TORONTO — A number of prominent Canadians are calling on Prime Minister Stephen Harper to intervene "personally and immediately" in the case of a Canadian journalist on trial in Egypt.
Mohamed Fahmy was released on bail last Friday after spending more than a year in a Cairo prison, but he is set to return to court next week for the continuation of his retrial on terror-related charges that his family has called ridiculous.
A letter signed by 250 people — including comedian Rick Mercer, author Michael Ondaatje and diplomat Stephen Lewis — urges Harper to press his Egyptian counterpart on Fahmy's case.
Specifically, the letter calls for the prime minister to ask that Fahmy be allowed to leave Egypt under a new law that allows foreigners convicted or accused of crimes to be deported.
When Harper was asked by reporters last week if he had spoken directly to the Egyptian president about Fahmy, he would only say the Canadian government has been in contact with Egyptian authorities at all levels, including his level.

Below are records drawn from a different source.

PR #468, opened 2018-05-21
Added Particle class method to return ion symbols in Roman notation.

### LINKED ISSUE #464: Create Particle class method to return Roman numeral spectroscopic notation
Right now the `Particle` class accepts atoms and ions in Roman numeral notation (see #286 and #290 for details), where the Roman numeral after the atomic symbol represents the ionization level plus one:
```Python
>>> Particle("Fe XIII")
Particle("Fe 12+")
```
It would be helpful to have a `Particle` class attribute that would return the Roman numeral notation of `Particle` instances that are ions or neutral atoms.  
```Python
>>> Particle("Fe 12+").ionic_symbol_roman
'Fe XIII'
```
I'm not sure if `ionic_symbol_roman` would be the best method name; just using `roman` would be an alternative.  

This should only work for `Particle` instances where the integer charge is specified in order to be consistent with other parts of the class.  

Thanks!

Elfhelm:
Adds a property to the Particle class to return ion symbols in Roman notation.  The Roman numeral is the charge of the ion plus one.  For example,

```
>>> from plasmapy.atomic import *
>>> proton = Particle('proton')
>>> proton.roman_symbol
'H II'
```

Closes #464.

### DIFF
--- a/plasmapy/atomic/particle_class.py
+++ b/plasmapy/atomic/particle_class.py
@@ -4,6 +4,7 @@ import numpy as np
 import warnings
 from typing import (Union, Set, Tuple, List, Optional)
 import collections
+import roman
 
 import astropy.units as u
 import astropy.constants as const
@@ -607,6 +608,35 @@ class Particle:
 
         """
         return self._attributes['ion']
+
+    @property
+    def roman_symbol(self) -> Optional[str]:
+        """
+        Return the spectral name of the particle (i.e. the ionic symbol in
+        Roman numeral notation).  If the particle is not an ion or neutral
+        atom, return `None`.
+
+        Examples
+        --------
+        >>> proton = Particle('proton')
+        >>> proton.roman_symbol
+        'H II'
+        >>> hydrogen_atom = Particle('H', Z=0)
+        >>> hydrogen_atom.roman_symbol
+        'H I'
+
+        """
+        if not self._attributes['element']:
+            return None
+        if self._attributes['integer charge'] is None:
+            raise ChargeError(f"The charge of particle {self} has not been specified.")
+        if self._attributes['integer charge'] < 0:
+            raise roman.OutOfRangeError('Cannot convert negative charges to Roman.')
+
+        element = self._attributes['element']
+        integer_charge = self._attributes['integer charge']
+        roman_charge = roman.toRoman(integer_charge + 1)
+        return element + ' ' + roman_charge
 
     @property
     def element_name(self) -> str:


plasmapy/atomic/tests/test_particle_class.py
```diff
@@ -192,6 +200,7 @@
       'element_name': 'hydrogen',
       'isotope': 'D',
       'ionic_symbol': 'D 1+',
+      'roman_symbol': 'H II',
```
lemmatum: I'm not sure this is correct... I would've thought this should be `D II` so that it is unambiguous.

Fahmy and his family have criticized the Canadian government for what they seek as a lack of adequate action on the case, particularly after Fahmy's Australian colleague was deported from Egypt two weeks ago.
In an interview with the British newspaper The Independent, Fahmy has said it was the "geo-political score-settling" among Middle Eastern countries that put him and his two Al Jazeera English colleagues — Australian Peter Greste and Egyptian Baher Mohamed — behind bars.
But Fahmy has also said he blames Canada, particularly Harper and former foreign affairs minister John Baird, for failing to win his freedom.
Fahmy and his colleagues were arrested in December 2013.